Looks like age 1-4 of the same deer to me, though what I'm calling the 3 y/o pic may be a 2 year old also.


----------



## fishfurlife

All 4 of these deer are 3.5 years old. Free range deer. Tagged during their first few months. All live on the same general tract of land.


----------



## fishfurlife

Another statistic that shows how ineffective aging deer on the hoof is. Included in this survey were noted professionals that deal with deer daily.


----------



## gasman8

I purely went by what guide's opinion was. I did think he looked a little sleek and young in the face. Just my opinion. Will I regret it.... Maybe... Probably.... Will I be back hoping to see him again probably. Either way it was a easy shot, a tough decision but one I'm at peace with. In my mind that's all that matters. I don't see your point and can't say I don't disagree. Nothing can be done now. Thanks for the input


----------



## 170p&ywhitail

whitetail hnter said:


> got it done on sat. publiceland buck.
> View attachment 3284033
> View attachment 3284041
> View attachment 3284049
> 
> my biggest buck ever.


Big ol' mature dude, that's a fine buck and public land to boot! Way to getter done! Saturday was a good day for me too!


----------



## Pittstate23

glad to still see some studs hitting the ground here! great buck whitetail hnter!


----------



## fishfurlife

gasman8 said:


> I purely went by what guide's opinion was.
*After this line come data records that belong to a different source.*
Issue #302, opened 2021-02-21
Allow players to finance the nations


dmcarmo:
When a nation doesn't have enough funds to build a factory or import units, the controlling player may spend his own funds to finance these actions.
But the rules also allow other players to finance nations that aren't controlled by them.

According to the rulebook:
"The players hold the treasuries they control in trust. They are not allowed to dispose of the treasuries personally nor lend or give away money from the treasury. However, they are allowed to give personal cash to the treasury at any time in order to support it financially."

And here's a clarification from the designer:
https://www.boardgamegeek.com/thread/302718/article/2269881#2269881

Thrillberg:
This will be interesting to implement. The concept of being able to give personal cash at **any time** strains our `availableActions` system where all actions are explicitly listed. How do we represent this in the game logic? Do we have a single action for each possible contribution to each possible nation? The multiplication gets wild with that...

Or maybe we implement something that programmatically allows any contribution actions up to a limit (the player's cash amount)? Then the mulitplication is only by 6, one for each nation.

I think I like the second option more but I don't understand as well how to implement it at the moment. I feel like it would break our [naive check for available actions](https://github.com/Thrillberg/imperial/blob/c9c3a668c921b5ab04c4a192b3a0380e5df44c40/app/javascript/lib/imperial.js#L53) at every tick.

dmcarmo:
I think we can split this into two goals:
1. the active player is able to finance the current nation if needed
1. anyone can finance a nation at any time (which would need some sort of channel for the players to negotiate this)

The first one is probably easier and more urgent to implement.
The second one is trickier as it also requires negotiation/communication between players.

Thrillberg:
I'm not sure I would divide it that way, personally. For one thing, is negotiation or communication necessary? I think to start we can just have players be able to contribute and presume any in-game communication is happening outside of the app (phone/Zoom call/Google Meet/Discord/telepathy).

For the mechanics of registering a "finance"-type action, I think it might be best if we make our check for available actions on each tick, linked in my previous comment, handle contributions too and not just disqualify a valid contribution because it is not an "available action". This will make our validation code a little more complicated but I think that's ok.

dmcarmo:
Sure, players can use any existing channel to communicate between themselves, but I'm not sure if you're obligated to accept any proposal so some sort of negotiation is needed.
I thought of breaking the problem in two because the first one is easier to solve, since it only involves the active player and the current nation.
[...]

PR #711, opened 2023-03-24
Factory finance

GitGubM8:
# Partially Closes:
- https://github.com/Thrillberg/imperial/issues/302

## Screenshots:
image

## Comments:
- Backwards compatible


app/javascript/lib/Entities/Board/Province.js
```diff
@@ -0,0 +1,58 @@
+import Entity from "../Entity.js"
+
+export default class Province extends Entity {
```
GitGubM8, line 3: Only a partial refactor, not meant to be the complete model just yet

Currently the `Province` entity is only created for evaluation purposes and immediately discarded afterward.

Once enough areas have been updated to support the new system, the goal is to flip all older designs into the newer one, and we'll no longer need to discard these entities after use

app/javascript/lib/imperial.js
```diff
@@ -1336,31 +1356,46 @@ export default class Imperial {
         return;
       }
       case 'factory': {
-        // If nation cannot afford to build a factory
-        if (this.nations.get(this.currentNation).treasury < 5) {
-          if (this.variant === 'withoutInvestorCard') {
```
GitGubM8, line 1341: Players can now intentionally waste the nation's time not building a factory

Slightly useful if you know your hold over a nation is temporary and really want to screw them for 1 whole round before you lose grasp

app/javascript/lib/action.js
```diff
@@ -64,7 +66,7 @@ export default {
   initialize: makeAction("initialize", ["players", "soloMode", "variant", "baseGame"]),
   blockCanal: makeAction("blockCanal", []),
   bondPurchase: makeAction("bondPurchase", ["nation", "player", "cost", "tradeInValue"]),
-  buildFactory: makeAction("buildFactory", ["province"]),
+  buildFactory: makeAction("buildFactory", ["nation", "province", "player", "nationCosts", "playerCosts"]),
```
Thrillberg: Do we need to specify `nation` here? Aren't all provinces hardcoded to which nation they belong (if any)?

app/javascript/lib/imperial.js
```diff
@@ -2399,6 +2373,11 @@ export default class Imperial {
         );
       }
 
+      if (action1.type === 'buildFactory' && action2.type === 'buildFactory') {
+        // accept migrations from older designs, which previously did not allow for funding nations direction
+        return action1.payload.province === action2.payload.province;
```
GitGubM8, line 2371: Backwards compatibility here

app/javascript/lib/action.js
```diff
@@ -81,6 +83,7 @@ export default {
   maneuver: makeAction("maneuver", ["origin", "destination"]),
   production: makeAction("production", ["province"]),
   rondel: makeAction("rondel", ["nation", "cost", "slot"]),
+  couldNotBuildFactory: makeAction("couldNotBuildFactory", ["nation"]),
```
Thrillberg, line 86: Is this action being used yet?

app/javascript/lib/action.js
GitGubM8: Ah yeah you're right, we can get `nation` through `graph.get(province).nation`, can't we?
Will fix

GitGubM8: Not quite sure how to get `game.board.graph` from within `GameLogEntry.vue`, going to leave it for now

Tangentially related, [e2d3726](https://github.com/Thrillberg/imperial/pull/711/commits/e2d372612c745d4855d5dc00635b368baad2e16a)

GitGubM8: Actually, I'm blind

Fixed here [06a08f6](https://github.com/Thrillberg/imperial/pull/711/commits/06a08f6ea787c95d59de0cb126cfac2ce7479ea4)

app/javascript/lib/Entities/Entity.js
```diff
@@ -0,0 +1,11 @@
+export default class Entity {
+    #representation;
```
Thrillberg: I'm not familiar with this in JS. What does `#representation` do here?

GitGubM8: Apparently, that's how we declare private modifiers in js

Helps ensure that `representation` is read-only since it's exposed through the getter but has no setter

app/javascript/lib/imperial.js
```diff
@@ -228,7 +241,7 @@ export default class Imperial {
       }
       case 'rondel': {
         this.previousPlayerName = this.currentPlayerName;
-        this.rondel(action);
+        this.rondelExecute(action);
```
Thrillberg: I wonder if a name like `advanceOnRondel(action)` is more descriptive? I totally agree that `rondel(action)` isn't as helpful as it could be!

app/javascript/lib/imperial.js
```diff
@@ -180,6 +190,9 @@ export default class Imperial {
         this.buildFactory(action);
         return;
       }
+      case 'couldNotBuildFactory':
```
Thrillberg: I don't _think_ we need this action type. If a factory cannot be built (nation AND player combined don't have enough money) then we can make the logic proceed without an extra action. We should keep the `annotatedLog` entry elsewhere in this PR, though, as it's useful to communicate to the players.

app/javascript/lib/imperial.js
```diff
@@ -894,10 +907,18 @@ export default class Imperial {
   }
 
   buildFactory(action) {
-    this.provinces.get(action.payload.province).factory = this.board.graph.get(
-      action.payload.province,
-    ).factoryType;
-    this.nations.get(this.currentNation).treasury -= 5;
+    const currentNation = this.nations.get(action.payload.nation ? action.payload.nation : this.currentNation);
```
Thrillberg: This seems like it potentially opens a vulnerability where someone could submit an action that asserts a nation is the current nation even though, according to the game logic, that nation isn't the current nation. I'd prefer to rely on `this.currentNation`, if possible.

app/javascript/lib/imperial.js
```diff
@@ -894,10 +907,18 @@ export default class Imperial {
...
+    const currentPlayer = this.players[action.payload.player || this.currentPlayerName];
```
Thrillberg: Same concern as above.

app/javascript/lib/Entities/Rondel.js
```diff
@@ -0,0 +1,86 @@
...
+
+  slotClockwiseTo(slot, slotCounts) {
+    let slotIndex = this.slotOrder.indexOf(slot);
+    slotIndex += slotCounts;
+
+    slotIndex %= this.slotOrder.length;
+    return this.slotOrder[slotIndex];
+  }
+
+  passedInvestor(exclusiveFromSlot, inclusiveToSlot) {
```
Thrillberg, line 75: This implementation is way better than my hacky `Imperial.passedThroughInvestor()`! 🤣

Thrillberg (commented):
This is only a partial review but this is looking very good to me!! Thanks again for your work on this!

app/javascript/lib/Entities/Rondel.js
GitGubM8: Hey, it worked without issues for the longest time and it never needed fixing

In my book, thats good code (until we do need to touch it)

app/javascript/lib/imperial.js
GitGubM8: I agree that we don't really need the action type, but the log would be helpful to players

Just to make sure I understand this correctly, if we're still logging this action through `annotatedLog`, isn't `annotatedLog` used to rebuild the game when the page is reloaded? Wouldn't we still need this to move to the next turn?

Thrillberg: Nope! The `gameLog` is used to build the game state and the `annotatedLog` is used to build the log at the bottom of the screen. So I want to keep `gameLog` as minimal as possible, giving the game logic only the bare minimum it needs to accurately calculate game state. The `annotatedLog` is a later addition which is really just for players convenience.

GitGubM8: Ahh I understand now, on it

app/javascript/lib/Entities/Board/Province.js
```diff
@@ -0,0 +1,65 @@
...
+  }
+}
+
+export const translateProvinceModel = (representation, allProvinces, allUnits, gameBoard) => {
+  // temporary until migration is complete
+  const oldProvinceModel = allProvinces.get(representation);
+  const geographicModel = gameBoard.graph.get(representation);
+
+  const province = new Province(
+    geographicModel.isOcean === false || geographicModel.isOcean === undefined,
```
Thrillberg: Super small point here but couldn't we do `new Province(!geographicModel.isOcean, representation)`?

app/javascript/lib/Entities/Board/Province.js
```diff
@@ -0,0 +1,65 @@
...
+  get isOccupiedByHostiles() {
+    return this.hostileUnits.size > 0;
+  }
+  get isNotOccupiedByHostiles() {
+    return this.isOccupiedByHostiles === false;
+  }
+}
+
+export const translateProvinceModel = (representation, allProvinces, allUnits, gameBoard) => {
+  // temporary until migration is complete
```
Thrillberg, line 40: Can you elaborate a little bit on how this will look when the migration is complete? Are we not going to have to pass all provinces, all units and the game board in each time?

app/javascript/lib/Entities/Board/Province.js
```diff
@@ -0,0 +1,65 @@
...
+  province.hasArmsFactory = oldProvinceModel.factory === 'armaments';
+  province.hasNavalFactory = oldProvinceModel.factory === 'shipyard';
+
+  for (const [occupyingNation] of allUnits) {
+    const { armies, fleets, friendly } = allUnits
+      .get(occupyingNation)
+      .get(representation);
+
+    if (armies > 0 || fleets > 0) {
+      const unitPool = friendly ? province.friendlyUnits : province.hostileUnits;
```
Thrillberg, line 56: Where is `unitPool` used?

app/javascript/lib/action.js
```diff
@@ -64,7 +66,7 @@ export default {
   initialize: makeAction("initialize", ["players", "soloMode", "variant", "baseGame"]),
   blockCanal: makeAction("blockCanal", []),
   bondPurchase: makeAction("bondPurchase", ["nation", "player", "cost", "tradeInValue"]),
-  buildFactory: makeAction("buildFactory", ["province"]),
+  buildFactory: makeAction("buildFactory", ["province", "player", "nationCosts", "playerCosts"]),
```
Thrillberg: I'm wondering if we can get away with omitting `nationCosts` and `playerCosts`, too. Here's my thinking:
- If the nation can afford the factory, the player MAY NOT supplement with player cash.
- If the nation cannot afford the factory, the player supplements with player cash.
- If both nation and player cannot afford the factory then this would be an invalid action.

The above would be mistaken if the player gets to _choose_ to supplement with their cash even though a nation can afford to build a factory. Is this ever possible? What do you think?

app/javascript/lib/imperial.js
```diff
@@ -1336,31 +1356,46 @@ export default class Imperial {
...
+            }),
+          );
+        } else {
+          this.annotatedLog.push(
+            Action.couldNotBuildFactory({
+              nation: this.currentNation,
+            }),
+          );
+
+          this.handlePassingThroughInvestor();
```
Thrillberg, line 1398: Is this redundant of line 194? (Although, 194, the `couldNotBuildFactory` action case should be removed anyway so this might be right, but just want to double check)

app/javascript/lib/imperial.js
```diff
@@ -1834,91 +1869,60 @@ export default class Imperial {
...
-      out.add(
-        Action.rondel({
-          nation,
-          cost: this.extraRondelCost(2),
-          slot:
-            rondelPositions[currentIndex + 5] || rondelPositions[distance + 5],
-        }),
-      );
-      out.add(
+  availableRondelActions(nationName) {
```
Thrillberg, line 1874: `nationName` is way better than `nation` here. Thanks!

app/javascript/lib/imperial.js
```diff
@@ -1834,91 +1869,60 @@ export default class Imperial {
...
+    for (const freeRondelSlot of nextAvailableFreeRondelSlots) {
+      availableRondelSlots.add(
         Action.rondel({
-          nation,
-          cost: this.extraRondelCost(3),
-          slot:
-            rondelPositions[currentIndex + 6] || rondelPositions[distance + 6],
+          nation: nationName,
+          cost: 0,
+          slot: freeRondelSlot.representation,
```
Thrillberg: Returning to the `.representation` vs `.toString` vs other naming question, this is a spot where I feel like `.toString()` would feel pretty natural. Or even doing `freeRondelSlot.name.toString()` would feel natural. Ok I'll drop it now 😄 `representation` is fine, I think I just need to get used to it! 😆

app/javascript/lib/imperial.js
```diff
@@ -1834,91 +1869,60 @@ export default class Imperial {
...
-    return out;
+
+    return availableRondelSlots;
   }
 
-  extraRondelCost(index) {
-    if (this.baseGame === 'imperial') {
-      return index * 2;
-    }
+  costPerPaidRondelAction(nation) {
```
Thrillberg: In our new Onion representation of the code, should this function live elsewhere? Maybe on the `AvailableSlots` use case?

app/javascript/lib/imperial.js
```diff
@@ -2332,7 +2336,8 @@ export default class Imperial {
     let bonus = this.playerBonusBeforeUnitMaintenanceCosts(nationName, taxes);
 
     if (this.baseGame === 'imperial2030' || this.baseGame === 'imperialAsia') {
-      const treasuryAmountAfterMaintenanceCosts = this.nations.get(nationName).treasury + taxes - this.unitMaintenanceCosts(nationName);
+      const treasuryAmountBeforeMaintenanceCosts = this.nations.get(nationName).treasury + taxes;
+      const treasuryAmountAfterMaintenanceCosts = treasuryAmountBeforeMaintenanceCosts - this.unitMaintenanceCosts(nationName);
```
Thrillberg, line 2331: This is a great clarification! 🙏

app/javascript/lib/imperial.test.js
```diff
@@ -3095,7 +3094,29 @@ describe('imperial', () => {
...
-              Action.buildFactory({ province: 'b' }),
+              Action.buildFactory({ province: 'b', player: 'player1', nationCosts: 5, playerCosts: 0 }),
+              Action.skipBuildFactory({ nation: Nation.AH, player: 'player1' }),
+              Action.undo({ player: 'player1' }),
+            ]),
+          );
+          expect(game.buildingFactory).toEqual(true);
+        });
+
+        test('player may fund nation to build factory if deficit', () => {
```
Thrillberg, line 3118: Thanks for adding a new test for this functionality!

app/javascript/src/components/Board.vue
```diff
@@ -141,7 +141,8 @@ export default {
       if (this.paused) return false;
 
       if (this.game.availableActions) {
-        return [...this.game.availableActions].every((action) => action.type === 'buildFactory' || action.type === 'skipBuildFactory');
+        return [...this.game.availableActions].every(
+          (action) => action.type === 'buildFactory' || action.type === 'skipBuildFactory');
```
Thrillberg: 👍

Thrillberg (commented):
Ok I think I've reviewed all the `.js` files! I'll submit this for now and turn to the `.vue` files next.

app/javascript/lib/imperial.js
GitGubM8: [d768fc4](https://github.com/Thrillberg/imperial/pull/711/commits/d768fc42d266139ac8332f5732885bf95536aeae)

app/javascript/lib/imperial.js
GitGubM8: Good catch, I also opted to reevaluate the costs again for similar reasons yet didnt do this part somehow

[166a5e0](https://github.com/Thrillberg/imperial/pull/711/commits/166a5e05f9dd4aa2fbd0d23cda0cee5f2a19c15f)

app/javascript/lib/imperial.js
GitGubM8: [166a5e0](https://github.com/Thrillberg/imperial/pull/711/commits/166a5e05f9dd4aa2fbd0d23cda0cee5f2a19c15f)

app/javascript/lib/Entities/Board/Province.js
GitGubM8: Yeah, personally I find the `!` kinda small and easy to miss, and therefore prefer `== false`, except that's not necessarily true here since `js` shenanigans

Will refactor to `! ... .isOcean` since it's clear what it's doing anyway

app/javascript/lib/Entities/Board/Province.js
GitGubM8: So far, my plan is to eventually retire both `game.provinces.get(provinceName)` and `board.provinces.get(provinceName)` with this model, where this entity would persist in cache on perhaps `Imperial.js`, and different usecases would change modify these `Provinces` directly

In other words, the `Provinces` will be constructed once in `Imperial.constructor`, and remain in place. When an action comes in and needs to refer to the `Province` entity, we only need to look up a dictionary once (similar to `Rondel.translate`), and will only interact with the entity from there on

That way, there would be little to no confusion in the logic that whenever we refer to a `province`, we are referring to the object, have all the associated data right away, instead of having to worry about whether it's actually the string id of the object or the real object itself

app/javascript/lib/Entities/Board/Province.js
GitGubM8: The line right below it I think, that way we no longer have to perform the same logic twice

The alternative is
```
if (friendly) {
  province.friendlyUnits.set(occupyingNation, armies + fleets);
} else {
  province.hostileUnits.set(occupyingNation, armies + fleets);
}
```
which feels a little redundant

app/javascript/lib/imperial.js
GitGubM8: I think it's a legitimate concern if the naming feels weird, going to try renaming it to `id` for now

It's mostly used to communicate with front-ends/packets, where they're going to refer to the object by ids instead of the pointer

app/javascript/lib/Entities/Board/Province.js
GitGubM8: [2a152d3](https://github.com/Thrillberg/imperial/pull/711/commits/2a152d342ba4c7edb3f493060703c859b8ceacd5)

app/javascript/lib/imperial.js
GitGubM8: [a6e9bfa](https://github.com/Thrillberg/imperial/pull/711/commits/a6e9bfa69e3e1cc1ad7604bf0fa247a5b967bbf0)
[98ff4a7](https://github.com/Thrillberg/imperial/pull/711/commits/98ff4a7d5dc19ab123d1268ed097915bf5c5b255)

app/javascript/lib/imperial.js
GitGubM8: Mostly to keep eslint from complaining about line length

app/javascript/lib/imperial.js
GitGubM8: Great point, I was going to leave that for later but since we're in the vicinity might as well do it now

app/javascript/lib/Entities/Board/Province.js
Thrillberg: Ah I didn't notice that setting on `unitPool` sets the property of `province`. Great!

app/javascript/lib/UseCases/Board/Provinces/Factory/Build.js
```diff
@@ -0,0 +1,12 @@
+export default class Build {
+  constructor(province) {
+    this.province = province;
+  }
+
+  buildArmsFactory() {
+    this.province.hasArmsFactory = true;
+  }
+  buildNavalFactory() {
+    this.province.hasNavalFactory = true;
```
Thrillberg, line 10: At some point we're going to run up against the discrepancy that I was calling these `shipyards` before. I kinda prefer the symmetry of `arms factory` and `naval factory` so it may be worth switching over. But just a heads up!

app/javascript/lib/imperial.js
GitGubM8: [33b0e98](https://github.com/Thrillberg/imperial/pull/711/commits/33b0e98d928c58369c8fa89469759623b392478a)

app/javascript/lib/UseCases/Board/Provinces/Factory/Build.js
GitGubM8: Yeah, I think for consistency we won't be switching the ids over, and will be keeping the term `armaments/shipyards`, but at least logic-wise from now on whenever we refer to a province, we can call them `Arms/NavalFactory`

GitGubM8: Also note that this usecase isn't actually used anywhere, again just in preparation for future refactors.

It looks super simple and unnecessary, but it provides a nice point of entry for future refactors where if we needed to add in additional logic regarding building a new factory, we'd know that this is the place to go to
Or perhaps later on we'll discover that this isn't really necessary at all and can retire it!

app/javascript/src/views/Game.vue
```diff
@@ -656,10 +658,7 @@ export default {
             action.payload.placements.forEach((placement) => {
               provinces.add(placement.province);
             });
-          } else if (
-            action.type === 'buildFactory'
-            && this.game.buildingFactory
-          ) {
+          } else if (action.type === 'buildFactory' && this.game.buildingFactory) {
```
Thrillberg, line 659: Maybe we should omit this file from the diff since I think it's just linting changes/complaints from GitHub.

app/javascript/src/getGameLog.js
```diff
@@ -3,58 +3,34 @@ import { Nation, Nation2030, NationAsia } from '../lib/constants';
...
   // The following map only exists because of our custom Nation type, which
   // has weirdness when we attempt nation.when() in the setup file.
+  let nations;
+  if (baseGame === 'imperial') {
+    nations = Nation;
+  } else if (baseGame === 'imperial2030') {
+    nations = Nation2030;
+  } else if (baseGame === 'imperialAsia') {
+    nations = NationAsia;
+  }
```
Thrillberg, line 13: Lol this is way cleaner. Thank you!

app/javascript/src/components/Board.vue
```diff
@@ -141,7 +141,9 @@ export default {
       if (this.paused) return false;
 
       if (this.game.availableActions) {
-        return [...this.game.availableActions].every((action) => action.type === 'buildFactory' || action.type === 'skipBuildFactory');
+        return [...this.game.availableActions].every(
+          (action) => action.type === 'buildFactory' || action.type === 'skipBuildFactory',
+        );
```
Thrillberg, line 146: Actually, can we remove this from the diff as well?

Thrillberg (commented):
Vue files look good over all (a lot of linting in there, I guess, but that's ok). One thing I wonder about is how the user interaction goes when they are about to finance a factory from their own cash. It looks like it'll be more or less invisible as is, which is ok for now but we may want to message more clearly when the game will take money from the players cash vs all $5m from the nation's treasury. What do you think?

app/javascript/lib/imperial.js
GitGubM8: [a246c6e](https://github.com/Thrillberg/imperial/pull/711/commits/a246c6ecbc4ae05ff4504869f73b34720fcb045c)

app/javascript/lib/imperial.js
GitGubM8: I thought the `Tick` is called after a user input, so this was necessary since there's no further user input required

GitGubM8:
> Vue files look good over all (a lot of linting in there, I guess, but that's ok). One thing I wonder about is how the user interaction goes when they are about to finance a factory from their own cash. It looks like it'll be more or less invisible as is, which is ok for now but we may want to message more clearly when the game will take money from the players cash vs all $5m from the nation's treasury. What do you think?

Yeah I was thinking about either adding a static message, or more complicatedly but clearly, calculating their costs, when they hover over Rondel

app/javascript/src/components/Board.vue
GitGubM8: I think it needed to be on an extra line cause lint was complaining, lint likes it the way it is now 

Tangentially related
[0cca894](https://github.com/Thrillberg/imperial/pull/711/commits/0cca8940a4eca8b10932615065951e453a9db159)

app/javascript/src/views/Game.vue
GitGubM8: Eh, this line was under the limit unless you preferred it the way it was before

Up to you, I thought it looked neater when on a single line
[0cca894](https://github.com/Thrillberg/imperial/pull/711/commits/0cca8940a4eca8b10932615065951e453a9db159)

app/javascript/lib/action.js
GitGubM8: Yeah we dont really need them other than for display purposes, and this was the quickest way to pass the data along so that the frontend didn't have to touch any game logic

Up to you, my only intention was to avoid frontend having to pick up the usecases and calculate the costs. When it comes back, the costs are re-calculated to avoid any malicious stuff anyway

GitGubM8:
Added a simple hint for now

image
[465ed85](https://github.com/Thrillberg/imperial/pull/711/commits/465ed854adb7973a8d366105087c47a308ced029)

GitGubM8:
The best way is probably to add a new green button that gives them the option "Fund nation" / "Skip Building" before they pick where to build the factory

But at this point I'd like to wrap this up for now and wait for anyone to complain about it if any

Thrillberg (approved):
Looks good to me! Thank you, again!!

I did think he looked a little sleek and young in the face. Just my opinion. Will I regret it.... Maybe... Probably.... Will I be back hoping to see him again probably. Either way it was a easy shot, a tough decision but one I'm at peace with. In my mind that's all that matters. I don't see your point and can't say I don't disagree. Nothing can be done now. Thanks for the input


I apologize if is was taken wrong. I wasn't trying to be negative about anything that you were saying yourself. You were the hunger and were at the guides discretion anyhow. I am not faulting you for a single thing. I would have loved for you to have proven the guide wrong by putting him on the ground and pulling his jaw. ;-)


----------



## zap

bucks were out looking this am.

yup.


----------



## gasman8

fishfurlife said:


> I apologize if is was taken wrong. I wasn't trying to be negative about anything that you were saying yourself. You were the hunger and were at the guides discretion anyhow. I am not faulting you for a single thing. I would have loved for you to have proven the guide wrong by putting him on the ground and pulling his jaw. ;-)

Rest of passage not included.